Monday, October 29, 2012

Don't bite the hand that bribes you

Analysis: U.S. foreign bribery penalties for drugmakers may lack bite


NEW YORK (Reuters) - Global drugmakers are paying tens of millions of dollars to settle U.S. allegations that they bribed their way across emerging markets, but harsher penalties may be needed to deter the practice in untapped regions where billions are at stake.

Federal authorities have cast a wide net to weed out suspected gift-giving and kickbacks to foreign doctors and government officials to gain a foothold in burgeoning new markets in Asia, Eastern Europe and Latin America.


At least eight of the world's top 10 drugmakers, including Bristol-Myers Squibb Co, Pfizer Inc and Johnson &, have disclosed U.S. probes under the 1977 Foreign Corrupt Practices Act (FCPA).

Pfizer agreed to pay $60 million this year to settle FCPA charges and J&J reached a $70 million settlement last year. Pfizer is on track to record $10 billion in sales from emerging markets this year, while J&J said Brazil, Russia, India and China accounted for just under 10 percent of the $65 billion in sales it reported last year.

With so much at stake outside of established markets in the United States and Europe, some experts say fines like these are hardly a deterrent.

"The $60 million fine for Pfizer to a lay person sounds like quite a bit of money, but in perspective it took less than two days of Lipitor sales during its peak. It's really just chump change for them," said Michael Leibfried, a senior analyst with market research consulting firm GlobalData. The cholesterol pill at its height was a $13 billion a year cash cow for Pfizer.

Kara Brockmeyer, chief of FCPA investigations within the Securities and Exchange Commission's enforcement division, said the SEC and Department of Justice make a considerable effort to ensure penalties are appropriate and a deterrent. And there has yet to be a repeat FCPA prosecution.

The SEC relies on legal provisions that call for disgorgement of profits based on ill-gotten gains plus penalties. Companies that report violations and cooperate with authorities are often rewarded with penalty reductions.

"I would hate to think the companies view enforcement actions as the cost of doing business," Brockmeyer told Reuters. "If we find that out, it will certainly increase the size of the penalty," she said.

The law firm Shearman & Sterling, which puts out a semi-annual report tracking FCPA enforcement, found that penalties across all industries have averaged less than $20 million.

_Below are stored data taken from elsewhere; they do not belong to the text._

PR #2377, opened 2019-11-18
Remove some bug vectors from profile's async submit / redirect flow

rileyjshaw:
re: comments on https://github.com/mozilla/voice-web/commit/9e984e021debff09efe33ddece045b4898e096c3, a few of these `await` calls weren't actually `await`ing anything.

I'm going to look into cleaning up & simplifying the profile save behaviour. Before diving in, I wanted to restructure the code to indicate what's actually happening right now.

### DIFF
--- a/web/src/components/layout/content.tsx
+++ b/web/src/components/layout/content.tsx
@@ -76,7 +76,7 @@ export default function Content() {
             path={toLocaleRoute(URLS.DASHBOARD)}
             component={DashboardPage}
           />
-          {[URLS.STATS, URLS.GOALS, URLS.AWARDS, URLS.CHALLENGE].map(path => (
+          {[URLS.CHALLENGE, URLS.STATS, URLS.GOALS, URLS.AWARDS].map(path => (
             <Route
               key={path}
               exact
--- a/web/src/components/layout/layout.tsx
+++ b/web/src/components/layout/layout.tsx
@@ -16,7 +16,7 @@ import {
   isStaging,
   replacePathLocale,
 } from '../../utility';
-import { LocaleLink, LocaleNavLink } from '../locale-helpers';
+import { LocaleLink, LocaleNavLink, useLocale } from '../locale-helpers';
 import {
   CogIcon,
   DashboardIcon,
--- a/web/src/components/pages/dashboard/dashboard.tsx
+++ b/web/src/components/pages/dashboard/dashboard.tsx
@@ -198,10 +198,10 @@ function DashboardContent({
   dashboardLocale,
 }: {
   Page:
+    | typeof ChallengePage
     | typeof StatsPage
     | typeof GoalsPage
-    | typeof AwardsPage
-    | typeof ChallengePage;
+    | typeof AwardsPage;
   dashboardLocale: string;
 }) {
   const api = useAPI();
@@ -264,6 +264,7 @@ export default function Dashboard() {
   ];
   let defaultPage = URLS.STATS;
   if (isChallengeEnrolled) {
+    // @ts-ignore
     pages.unshift({ subPath: URLS.CHALLENGE, Page: ChallengePage });
     defaultPage = URLS.CHALLENGE;
   }
--- a/web/src/components/pages/profile/info/info.tsx
+++ b/web/src/components/pages/profile/info/info.tsx
@@ -5,7 +5,7 @@ import {
 } from 'fluent-react/compat';
 import * as React from 'react';
 import { useCallback, useEffect, useState } from 'react';
-import { RouteComponentProps, withRouter } from 'react-router';
+import { Redirect, RouteComponentProps, withRouter } from 'react-router';
 import { useAction, useAPI } from '../../../../hooks/store-hooks';
 import { NATIVE_NAMES } from '../../../../services/localization';
 import { trackProfile } from '../../../../services/tracker';
@@ -25,6 +25,7 @@ import {
   LabeledInput,
   LabeledSelect,
 } from '../../../ui/ui';
+import { isEnrolled } from '../../dashboard/challenge/constants';
 
 import './info.css';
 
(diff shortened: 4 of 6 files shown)


phirework:
This doesn't seem to be redirecting for me locally. Tried with http://localhost:9000/en?challenge=pilot&team=sap and creating a new passwordless login.

rileyjshaw:
Thanks for the feedback, @phirework!

For me, the redirect triggers but a message appears when trying to leave:

"`This page is asking you to confirm that you want to leave - data you have entered may not be saved.`"

The culprit is an `onBeforeUnload` handler in `app.tsx` that blocks navigating from a page if there are any pending `Upload`s. We're trying to redirect from within an `addUploads` resolver... which should always fail! I think this was working initially due to a combination of `await` blocking the redirect, and some race condition.

I want to refactor things so that the redirect happens _after_ the `addUploads` handler has resolved. An annoying detail: all of this happens in a weird `componentWillReceiveProps` handler in `app.tsx`, and there's no Promise or Event I can easily hook into from `info.tsx` to tell us when `uploads[]` is empty.

I just made some pretty major changes, and pushed them here. I'm about to hop on the bus; once I'm home and I've eaten, I'll do a better write-up. For now, all I'll say is that it seems to work well for me, and removes a lot of potential bug vectors. This is ready for re-testing now, so please let me know if it works for you!

web/src/components/layout/content.tsx
```diff
@@ -76,7 +76,7 @@ export default function Content() {
             path={toLocaleRoute(URLS.DASHBOARD)}
             component={DashboardPage}
           />
-          {[URLS.STATS, URLS.GOALS, URLS.AWARDS, URLS.CHALLENGE].map(path => (
+          {[URLS.CHALLENGE, URLS.STATS, URLS.GOALS, URLS.AWARDS].map(path => (
```
rileyjshaw: This is entirely unrelated; just swapped it for consistency with other files.

web/src/components/pages/dashboard/dashboard.tsx
```diff
@@ -264,6 +264,7 @@ export default function Dashboard() {
   ];
   let defaultPage = URLS.STATS;
   if (isChallengeEnrolled) {
+    // @ts-ignore
```
rileyjshaw: I truly can't be bothered. Seeing the following errors:

```
web        | [FE] ERROR in [at-loader] ./src/components/pages/dashboard/dashboard.tsx:267:46
web        | [FE]     TS2322: Type 'ComponentClass<Pick<Props & RouteComponentProps<any, StaticContext, any>, "dashboardLocale" | "allGoals">, any> & WithRouterStatics<(props: Props & RouteComponentProps<any, StaticContext, any>) => Element>' is not assignable to type '({ allGoals, dashboardLocale }: Props) => Element'.
web        | [FE]   Type 'ComponentClass<Pick<Props & RouteComponentProps<any, StaticContext, any>, "dashboardLocale" | "allGoals">, any> & WithRouterStatics<(props: Props & RouteComponentProps<any, StaticContext, any>) => Element>' provides no match for the signature '({ allGoals, dashboardLocale }: Props): Element'.
```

In 2009 Danish insulin maker Novo Nordisk paid $9 million for FCPA violations, while medical device maker Smith & Nephew this year agreed to $22 million in fines and profit disgorgement. The largest FCPA penalty on record was $800 million paid in 2008 by Germany-based Siemens.

The industry's FCPA payments pale in comparison to billion-dollar settlements over allegations drugmakers promoted medications for unapproved uses in the United States. These penalties often involve how much federal Medicare and Medicaid programs spent on the so-called off-label prescriptions.

"I'm not terribly surprised that dollar settlements (for FCPA violations) are strikingly lower because the government isn't directly being harmed," said Boston University law professor Kevin Outterson.

PLAYING THE RIGHT WAY

Pfizer's settlement covered infractions dating back to 2004, including some attributed to drugmaker Wyeth, which it bought in 2009. The company lightened its penalty by voluntarily providing information about kickbacks and bribes in Bulgaria, Croatia, Kazakhstan, Russia, China, the Czech Republic, Italy, Serbia, Indonesia, Pakistan and Saudi Arabia.

"Pfizer subsidiaries in several countries had bribery so entwined in their sales culture that they offered points and bonus programs to improperly reward foreign officials who proved to be their best customers," Brockmeyer said in a statement at the time the settlement was announced.

Pfizer executives say their emerging market operations will not repeat those practices. It has introduced an anti-corruption audit program, closer monitoring of relationships with non-U.S. healthcare providers and government officials, a mandatory global training program for appropriate employees and enhanced due diligence to make sure buyout targets follow the rules.

J&J said it has enacted similar anti-corruption initiatives.

"We're not out there to play the game that's been played before," said Adele Gulfo, head of Latin America for Pfizer's emerging markets unit. "We're either going to win by playing the right way or we're going to find another place to go."